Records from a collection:
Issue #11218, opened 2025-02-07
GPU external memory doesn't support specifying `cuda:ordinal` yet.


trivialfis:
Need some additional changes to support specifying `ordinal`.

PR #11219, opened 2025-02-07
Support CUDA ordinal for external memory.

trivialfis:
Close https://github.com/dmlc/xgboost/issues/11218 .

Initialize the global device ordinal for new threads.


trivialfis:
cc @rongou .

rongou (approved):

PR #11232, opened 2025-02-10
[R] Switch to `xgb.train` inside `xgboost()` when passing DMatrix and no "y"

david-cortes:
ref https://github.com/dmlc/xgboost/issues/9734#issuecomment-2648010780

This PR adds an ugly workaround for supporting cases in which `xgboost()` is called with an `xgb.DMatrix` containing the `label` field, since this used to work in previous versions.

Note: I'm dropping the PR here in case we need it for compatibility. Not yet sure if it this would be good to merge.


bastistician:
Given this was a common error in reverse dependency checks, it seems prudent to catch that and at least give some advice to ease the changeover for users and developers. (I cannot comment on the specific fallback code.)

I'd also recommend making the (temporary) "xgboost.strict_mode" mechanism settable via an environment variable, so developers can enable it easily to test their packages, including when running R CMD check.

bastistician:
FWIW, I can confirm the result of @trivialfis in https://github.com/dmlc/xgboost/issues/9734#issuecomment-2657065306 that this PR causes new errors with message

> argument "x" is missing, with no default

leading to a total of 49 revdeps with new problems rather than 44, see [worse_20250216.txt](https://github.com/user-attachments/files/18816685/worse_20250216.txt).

TASK OBJECTIVE:
Quote every record above exactly.

ANSWER FOR THE TASK:
Issue #11218, opened 2025-02-07
GPU external memory doesn't support specifying `cuda:ordinal` yet.


trivialfis:
Need some additional changes to support specifying `ordinal`.

PR #11219, opened 2025-02-07
Support CUDA ordinal for external memory.

trivialfis:
Close https://github.com/dmlc/xgboost/issues/11218 .

Initialize the global device ordinal for new threads.


trivialfis:
cc @rongou .

rongou (approved):

PR #11232, opened 2025-02-10
[R] Switch to `xgb.train` inside `xgboost()` when passing DMatrix and no "y"

david-cortes:
ref https://github.com/dmlc/xgboost/issues/9734#issuecomment-2648010780

This PR adds an ugly workaround for supporting cases in which `xgboost()` is called with an `xgb.DMatrix` containing the `label` field, since this used to work in previous versions.

Note: I'm dropping the PR here in case we need it for compatibility. Not yet sure if it this would be good to merge.


bastistician:
Given this was a common error in reverse dependency checks, it seems prudent to catch that and at least give some advice to ease the changeover for users and developers. (I cannot comment on the specific fallback code.)

I'd also recommend making the (temporary) "xgboost.strict_mode" mechanism settable via an environment variable, so developers can enable it easily to test their packages, including when running R CMD check.

bastistician:
FWIW, I can confirm the result of @trivialfis in https://github.com/dmlc/xgboost/issues/9734#issuecomment-2657065306 that this PR causes new errors with message

> argument "x" is missing, with no default

leading to a total of 49 revdeps with new problems rather than 44, see [worse_20250216.txt](https://github.com/user-attachments/files/18816685/worse_20250216.txt).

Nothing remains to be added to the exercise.